The TSPM-DB library represents a careful and deliberate approach to integrating AI assistance in research software development. While AI tools were leveraged to accelerate implementation of routine data operations, the core algorithm and API design were developed and validated by domain experts to ensure scientific accuracy and usability.
The Transitive Sequential Pattern Mining (TSPM) algorithm implementation was designed and hand-built by Nick Benik (Neomancy Inc / Harvard Medical School). Nick also architected the library's public API with careful attention to usability for bioinformaticians and data scientists working with electronic health records. The algorithm implementation underwent rigorous hand-optimization to ensure both correctness and performance when processing large-scale EHR datasets.

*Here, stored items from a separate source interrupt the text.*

PR #95, opened 2019-10-18
Add support for the implement of 'finalfusion reconstruct' subcommand

NianhengWu:
Add Reconstruct traits for QuantizeArray and for Embeddings with storage of QantizeArray

### DIFF
--- a/src/embeddings.rs
+++ b/src/embeddings.rs
@@ -15,8 +15,8 @@ use crate::chunks::io::{ChunkIdentifier, Header, MmapChunk, ReadChunk, WriteChun
 use crate::chunks::metadata::Metadata;
 use crate::chunks::norms::{NdNorms, Norms};
 use crate::chunks::storage::{
-    MmapArray, NdArray, Quantize as QuantizeStorage, QuantizedArray, Storage, StorageView,
-    StorageViewWrap, StorageWrap,
+    MmapArray, NdArray, Quantize as QuantizeStorage, QuantizedArray,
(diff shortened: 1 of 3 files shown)


src/embeddings.rs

AI was strategically employed to implement CRUD operations (Create, Read, Update, Delete) and data retrieval operations that consume the results generated by the hand-built TSPM algorithm. These include:
- Patient and observation code lookup and translation
- Subpopulation management (creation, membership, querying)
- Frequency filtering and aggregation from pre-computed results
- DataFrame and iterator return format conversions
- Documentation and example notebooks
This division of labor allowed the team to maintain scientific rigor where it matters most—in the algorithm itself—while leveraging automation for supporting infrastructure.

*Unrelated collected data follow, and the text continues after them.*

PR #373, opened 2018-03-11
Atmel MCU fixes

fauxpark:
Fixing the outstanding issues with the Atmel MCUs. Don't merge yet!

So far I have:
 - Let KiCad rearrange the .lib files first (to avoid noisy diffs)
 - Reset the pin names and numbers to 50mil
 - Centred all symbols (this does not mean they're all on the 100mil grid yet!)
 - Centred the Footprint and (unused) Datasheet fields on (0,0)
 - Fixed some miscellaneous bits missed from previous PRs because the script outputs were just so long

Still to do:
 - [x] Align the pins properly
 - [x] Move power pins to the top and bottom
 - [x] Add NC pins
 - [x] Shorten pin names. I think I'm going to throw out most of the stuff in parentheses and just use their "main" name eg. `PB0`, except where there is an "important" alternate function also on that pin: `PB0/XTAL1` or `~RESET~/PE6` etc. The main names will be closest to the edges of the boxes. Would appreciate some feedback on this if anyone is opinionated.
 - [ ] Shrink and align the boxes after the name chopping is done
 - [x] Rename libs and symbols from ATTINY, ATMEGA to ATtiny, ATmega
 - [ ] Move obsolete symbols to obsolete/
 - [ ] Other stuff?


evanshultz:
Thanks for continuing to fix these libraries which were so out of date!

1. After pin alignment and moving power pins, let's merge. This will reduce a ton of noise in the Travis output and also make it more clear about what to do next (as you said). That should be all pin movements. Please stack all pins that are connected together except in the case where there is a clear reason to not stack them (like the datasheet instructs decoupling capacitors on individual power pins). This would be a good time to show some sample symbols for quicker reviewing.

1. NC pins should be added if there are a handful of them, but if there are a lot we can do other things. But I suspect there are only a few so adding them is OK.

1. Is there any reason to delay or speed up or cancel the proposed lib re-naming, @poeschlr?

poeschlr:
If we want to rename the libs we should do that as soon as possible. I think we should set ourselves a deadline (Some RCx tag) when we introduce something similar to a "feature freeze". (At least no lib renaming after some point. As renaming libs will result in error messages for the user after lib update. We could even go further and also disallow changes that would break user designs but that i think this should be limited to a few weeks before the final release. If we want to do that at all.)

Yes i know this will most likely mean that there will be some timeframe where we will not be able to do everything we would like to do. But i think it will be for the better overall.

fauxpark:
@evanshultz - now that I have reset the pin name sizes to 50 mil, the text overlaps and sometimes even comes out the other side:
sym

This is not too much of a problem since they are going to be shortened anyway, but I think it should at least be done before merging.

evanshultz:
That is an enormous reduction in the Travis outputs. Thank you!

But yikes.... At this point the symbols are unpleasant and I would not like to merge. Can you either: shorten the pin names (my preference) or widen the symbols as the next step? That way we can get back to nice-looking symbols if we're to merge. We will also want to re-name the libraries right away if we're going to have a chance to make it for KiCad v5.

Please advise what you can get done in the next day or two. If we have more time, that's nice, but we'll only want to merge usable symbols and merging frequently will be the best chance to get more fixes into the official libs for the upcoming release.

On the other hand, if you want to do all the changes before merging go ahead and work. When it's ready we can merge regardless of the KiCad release schedule. Up to you. :)

fauxpark:
I have added the EP and NC pins now, if the missing footprints were in the library all the symbols should be associated and filtered properly. Some have quite a few NC pins (ATtiny13-20MU has 12 out of 20!) - what is the best way to handle this? I see stacking is not allowed, does pcbnew draw airwires if they are?

> At this point the symbols are unpleasant and I would not like to merge.

My point exactly :) I will do the pin names next.

poeschlr:
For other similar symbols we shortened the pin names by not including detailed information about the possible alternative functions of a pin. We only left the identifier. (And for some special pins the important function. Example for XTAL and reset pins we kept that information.)

With luck the new file format will give us more options here.

fauxpark:
Okay, pin renaming is done. Some samples:
at90usb1286
attiny28
atxmega8e5

Still not quite there yet, but usable I think, and mergeable.

evanshultz:
Looking good! So that means the 4th checkbox above is done? And are you saying you'd like to merge now?

Can you re-name the libraries before the first merge so that's done? Note that you need to edit the sym-lib-table file when you do.

And one question: I looked at one datasheet (http://ww1.microchip.com/downloads/en/DeviceDoc/doc7679.pdf) and AREF is either an input or output. It seems some symbols make it Bidirectional and some Input. The AREF pins should at least be all the same type, so can you add homogenizing those pins to you list?

fauxpark:
I was wondering what to do about them. I have changed all the AREF pins to input, except where it is an alternate function of an IO pin, and on the ATmega16M1 which can apparently be configured as a current source output.

The pin types in general need a closer look I think, but they should be OK for now.

evanshultz:
@fauxpark 
Thanks for your continued work!

One quick thing: Because Microchip bought Atmel please rename the libraries accordingly. I believe all parts are now Microchip.

I'll review this with an intent to merge tomorrow.

evanshultz:
Pin stacking is allowed, and preferred. We've only identified one specific case where pins should be unstacked: when the datasheet calls out specific decoupling on individual pins. If there is another reason then please point it out. Otherwise, all pins of the same net can (and should) be stacked.

If the qty of NC pins is huge, like your example above, we can handle that another way by putting the pin count in the footprint filter. But since you've already added all NC pins that's OK too. When you shrink symbols we can revisit this.

ATmega1281-16AU and ATmega1281-16MU are weirdly missing an entry in the DCM file. Maybe it's a typo of the MPN or they really are missing? Can you look into that also?

Here are other things to look at for the next steps:
- Pin types for all pins, especially the special-function ones that aren't power or GPIO.
- Pin placement when you shrink symbols. Should all GPIO be on the left side, right side, distributed as evenly as possible, etc.
- Do all XTAL pins go on the same side? How far apart are they so a crystal symbol fits there nicely.
- Place power and ground pins next to each other or leave a space between them (like the GND and EP pins, for example).
- Pin length should be 100mil if pin numbers have <3 characters (usually 99 pins or less). All NC pins can be 100mil.
- Place refdes and MPN inside the symbol outline if it's large enough?

I took at a look at all symbols in the symbol viewer. This looks fine to merge now. If there are any issues we will catch it later. At least we can set a new benchmark. I'm OK to merge.

I'd appreciate if somebody else can check this. If there are any major issues let's address them now, otherwise I will merge in a day and we can catch any outstanding work in the next PR.

Ratfink:
I'll take a look this evening.

fauxpark:
I meant NC pin stacking - S4.3 says they shouldn't be stacked. I see the logic behind that, and figured it was because pcbnew would draw airwires between NC pins.

The ATmega12**6**1 symbols I could not find any information on, and I think they probably don't exist. They're just aliases of the 1281 though, and I'll remove them unless someone manages to dig up a datasheet.

XTAL pins should probably always be on the same side (left), except when they share a pin with a GPIO line. My personal preference is to preserve the ordering and grouping of the IO pins.

I opted for symmetry with the power pins - if there is only VCC, it goes in the middle; if there are VCC and AVCC, they are centred 200mil apart, etc. But perhaps VCC should always be in the middle. The groups of GPIO pins should also be 200mil apart.

I kept all pin lengths at 150mil for consistency (and OCD 😉) because all of the symbols are somewhat related. There *are* only six with 100 pins though...

Ratfink:
I just looked through this PR, and I didn't see any issues that haven't already been discussed.  This is quite an improvement over the old Atmel libraries, thank you for all the care you're putting into them!

evanshultz:
Great! Merging then.

I moved the open items to https://github.com/KiCad/kicad-symbols/issues/387.

ioch:
There are some popular Atmega MCUs with incorect electrical pin types.
PC[0-7] pin electrical type Output, should be Bidirctional and
PF[0-7] pin electrical type Input, should be Bidirctional in following symbols:
- ATmega1281V-8AU
- ATmega1281V-8MU
- ATmega640V-8AU
- ATmega640V-8CU
- ATmega64L-8AU
- ATmega64L-8MU

PE[0-2] pins on Atmega161 are also called bidirectional in datasheet.
Sorry, for not doing proper pull request thing. I don't fell comfortable editing symbols in bulk.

The implementation was independently reviewed for accuracy by:
- Mr. J.H., PhD (Visiting Researcher at InstitutionXYZ)
- Mr. H.E., PhD (InstitutionXYZ)
This external validation ensures that the algorithm implementation faithfully reproduces the TSPM methodology as described in the original research and that the library's behavior is correct across a range of datasets and use cases.
TSPM-DB demonstrates that AI can be a valuable tool in accelerating research software development when used thoughtfully: automating routine tasks while preserving human expertise and oversight for the components that directly impact scientific validity.